Jalilifard Amir, Brigante Pizzolato Ednaldo
Annu Int Conf IEEE Eng Med Biol Soc. 2016 Aug;2016:820-824. doi: 10.1109/EMBC.2016.7590827.
Drowsy driving is a major cause of many traffic accidents. The aim of this work is to develop an automatic drowsiness detection system using an efficient k-nearest neighbors (K-NN) algorithm.
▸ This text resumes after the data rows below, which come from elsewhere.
Issue #9250, opened 2022-11-16
ortb2 FPD object contains a ortb 2.6 field


jbartek25:
## Type of issue
Bug

## Description
enrichmentFpdModule with the help of sua.js adds ortb 2.6 field `device.sue` into ortb2 object.
Improve Digital bidder adapter was recently migrated to benefit from the common `ortbConverter` logic which fills in all the usual fields in a oRTB bid request. Now, Improve Digital ad server endpoint is oRTB 2.5 and rejects any request containing `device.sue`.
I believe most (all) SSPs with oRTB endpoints are on oRTB 2.5 and the `ortbConverter` should only set valid 2.5 fields. This is a big issue for us. I would think our adapter is not the right place for the fix and it should be either in `ortbConverter` or elsewhere in the core/common logic. What do you think? @dgirardi

<img width="919" alt="Screenshot 2022-11-16 at 16 14 27" src="https://user-images.githubusercontent.com/31618107/202219353-bd62b5d4-9431-4244-85bb-07b746d4db6d.png">

dgirardi:
The [2.6 spec](https://iabtechlab.com/wp-content/uploads/2022/04/OpenRTB-2-6_FINAL.pdf) states:

>  implementers need not specifically treat the minor version of OpenRTB 2.x as significant, in most circumstances. For example:
> Bidders and exchanges must tolerate receiving new or unexpected fields and enumerated list
values gracefully, treating them as unknown or ignoring them

However, that section is not in the [2.5](https://www.iab.com/wp-content/uploads/2016/03/OpenRTB-API-Specification-Version-2-5-FINAL.pdf) spec, so it's not clear if that is recommended only for 2.6 onwards (the wording seems to be general to 2.x).

I am not sure of what `ortbConverter` should do, it's not trivial to enforce 2.5 - because anything provided directly by the pub is transferred almost verbatim into the request. 

As an immediate fix I believe we should start with removing `sua` from the Improve Digital adapter. Long term I think the best option would be for your endpoint to tolerate extra fields, as we plan to adopt more 2.6 fields over time; however, we can think about building a version toggle into `ortb2Converter` itself.

dgirardi:
Both of the other adapters that are currently behind the common logic - Prebid Server and OpenX - do not mind getting extra fields. It's hard to gauge now if this problem will be more common as more adapters convert.

[...]

PR #9251, opened 2022-11-16
Improve digital bid adapter: do not set `device.sua` in request

dgirardi:
## Type of change

- [x] Bugfix

## Description of change

Temporary fix for #9250 - ID endpoint does not accept 2.6 fields such as `device.sua`

@jbartek25

### DIFF
--- a/modules/improvedigitalBidAdapter.js
+++ b/modules/improvedigitalBidAdapter.js
@@ -162,6 +162,8 @@ export const CONVERTER = ortbConverter({
         }
       },
     });
+    // Remove 2.6 device.sua; see #9250
+    delete request.device?.sua;
     return request;
   },
   bidResponse(buildBidResponse, bid, context) {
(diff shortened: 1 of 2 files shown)


modules/improvedigitalBidAdapter.js
```diff
@@ -162,6 +162,8 @@ export const CONVERTER = ortbConverter({
         }
       },
     });
+    // Remove 2.6 device.sua; see #9250
+    delete request.device?.sua;
```
patmmccann, line 166: You don't prefer it in device.ext.sua?

jbartek25:
@dgirardi please don't make any change yet. https://github.com/prebid/Prebid.js/issues/9250#issuecomment-1317687029

jbartek25:
This PR can be closed. Temporary fix will be done in our ad server. thanks @dgirardi for your swift reaction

First, the distribution of power in time-frequency space was obtained using short-time Fourier transform (STFT) and then, the mean value of power during time-segments of 0.5 second was calculated for each EEG subband. In addition, standard deviation (SD) and Shanon entropy related to each time-segment were computed from time-domain. Finally, 52 features were extracted. Random forest algorithm was applied over the extracted data, aiming to choose the most informative subset of features. A total of 11 features were selected in order to classify drowsiness and alertness. Kd-trees was used as the nearest neighbors search algorithm so as to have a fast classifier. Our experimental results show that drowsiness can be classified efficiently with 91% accuracy using the methods and materials proposed in this paper.
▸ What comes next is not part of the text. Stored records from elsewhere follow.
PR #9252, opened 2022-11-16
PBjs Core : send native targetings for ortb response

### LINKED ISSUE #9246: Native targeting keys are not set for bids that use ORTB native responses
## Type of issue
I think this is a bug (but I may have missed something on native changes on Prebid)

## Description
We tried to implement IX on native, but it seems that since #8853, Index Exchange adapter returns a naive bid response with openrtb format instead of Prebid native.

### Actual results
Index exchange native bid response : 
image

### Expected results
Regular native bid response : 
image

Is this an issue with IX bid adapter or should we adapt to handle this kind of native response ?

JulieLorin:
## Type of change
- Bugfix

## Description of change
Fixes #9246

Legacy prebid native fields are now added to the native object of the prebid bid response directly. 
They are now available to bid response object : 
image
They are available in adserver targetings : 
image
And they are available through the post message call to retrieve assets : 
image

### DIFF
--- a/src/auction.js
+++ b/src/auction.js
@@ -76,7 +76,7 @@ import {
   timestamp
 } from './utils.js';
 import {getPriceBucketString} from './cpmBucketManager.js';
-import {getNativeTargeting} from './native.js';
+import {getNativeTargeting, toLegacyResponse} from './native.js';
 import {getCacheUrl, store} from './videoCache.js';
 import {Renderer} from './Renderer.js';
 import {config} from './config.js';
@@ -84,7 +84,7 @@ import {userSync} from './userSync.js';
 import {hook} from './hook.js';
 import {find, includes} from './polyfill.js';
 import {OUTSTREAM} from './video.js';
-import {VIDEO} from './mediaTypes.js';
+import {VIDEO, NATIVE} from './mediaTypes.js';
 import {auctionManager} from './auctionManager.js';
 import {bidderSettings} from './bidderSettings.js';
 import * as events from './events.js';
@@ -462,9 +462,12 @@ export function auctionCallbacks(auctionDone, auctionInstance, {index = auctionM
     handleBidResponse(adUnitCode, bid, (done) => {
       let bidResponse = getPreparedBidForAuction(bid);
 
-      if (bidResponse.mediaType === 'video') {
+      if (bidResponse.mediaType === VIDEO) {
         tryAddVideoBid(auctionInstance, bidResponse, done);
       } else {
+        if (FEATURES.NATIVE && bidResponse.mediaType === NATIVE) {
+          addLegacyFieldsIfNeeded(bidResponse);
+        }
         addBidToAuction(auctionInstance, bidResponse);
         done();
       }
@@ -590,6 +593,17 @@ function tryAddVideoBid(auctionInstance, bidResponse, afterBidAdded, {index = au
   if (addBid) {
     addBidToAuction(auctionInstance, bidResponse);
     afterBidAdded();
+  }
+}
+
+// Native bid response might be in ortb2 format - adds legacy field for backward compatibility
+function addLegacyFieldsIfNeeded(bidResponse) {
+  const nativeOrtbRequest = auctionManager.index.getAdUnit(bidResponse)?.nativeOrtbRequest;
+  const nativeOrtbResponse = bidResponse.native?.ortb
+
+  if (nativeOrtbRequest && nativeOrtbResponse) {
+    const legacyResponse = toLegacyResponse(nativeOrtbResponse, nativeOrtbRequest);
+    Object.assign(bidResponse.native, legacyResponse);
   }
 }
 
--- a/src/auction.js
+++ b/src/auction.js
@@ -84,7 +84,7 @@ import {userSync} from './userSync.js';
 import {hook} from './hook.js';
 import {find, includes} from './polyfill.js';
 import {OUTSTREAM} from './video.js';
-import {VIDEO, NATIVE} from './mediaTypes.js';
+import {VIDEO} from './mediaTypes.js';
 import {auctionManager} from './auctionManager.js';
 import {bidderSettings} from './bidderSettings.js';
 import * as events from './events.js';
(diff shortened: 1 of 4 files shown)


src/auction.js
```diff
@@ -593,6 +596,17 @@ function tryAddVideoBid(auctionInstance, bidResponse, afterBidAdded, {index = au
   }
 }
 
+// Native bid response might be in ortb2 format - adds legacy field for backward compatibility
+function addLegacyFieldsIfNeeded(bidResponse) {
+  const nativeOrtbRequest = auctionManager.index.getBidRequest(bidResponse)?.nativeOrtbRequest;
```
dgirardi, line 601: this should be `index.getAdUnit` - in some situations you can have a bid response without a bid request.

src/auction.js
```diff
@@ -462,9 +462,12 @@ export function auctionCallbacks(auctionDone, auctionInstance, {index = auctionM
     handleBidResponse(adUnitCode, bid, (done) => {
       let bidResponse = getPreparedBidForAuction(bid);
 
-      if (bidResponse.mediaType === 'video') {
+      if (bidResponse.mediaType === VIDEO) {
         tryAddVideoBid(auctionInstance, bidResponse, done);
       } else {
+        if (bidResponse.mediaType === NATIVE) {
```
dgirardi, line 468: `if(FEATURES.NATIVE && bidResponse.mediaType === NATIVE)`. Without the additional check the build would pull native-specific code even when the user asks to remove it.

test/spec/native_spec.js
```diff
@@ -97,8 +97,28 @@ const ortbBid = {
       },
       privacy: 'https://privacy-link.example',
       ver: '1.2'
-    }
-  },
+    },
+    // Native bid response always still have prebid legacy fields
+    title: 'Native Creative',
```
dgirardi, line 102: with this change the tests using `ortbBid` are no longer real tests - they are satisfied from their precondition. 

I think the correct thing to do is to refactor them to test `toLegacyResponse` instead of the `getAssets` methods, now that the former is exposed. The logic should be very similar (naked ORTB response comes in, legacy response comes out).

疲劳驾驶是许多交通事故的主要原因。这项工作的目的是使用高效的k近邻(K-NN)算法开发一种自动疲劳检测系统。首先,使用短时傅里叶变换(STFT)获得时频空间中的功率分布,然后,为每个脑电图子带计算0.5秒时间段内的功率平均值。此外,从时域计算与每个时间段相关的标准差(SD)和香农熵。最后,提取了52个特征。将随机森林算法应用于提取的数据,旨在选择最具信息性的特征子集。总共选择了11个特征来对疲劳和警觉进行分类。使用kd树作为最近邻搜索算法,以获得快速分类器。我们的实验结果表明,使用本文提出的方法和材料,可以以91%的准确率有效地对疲劳进行分类。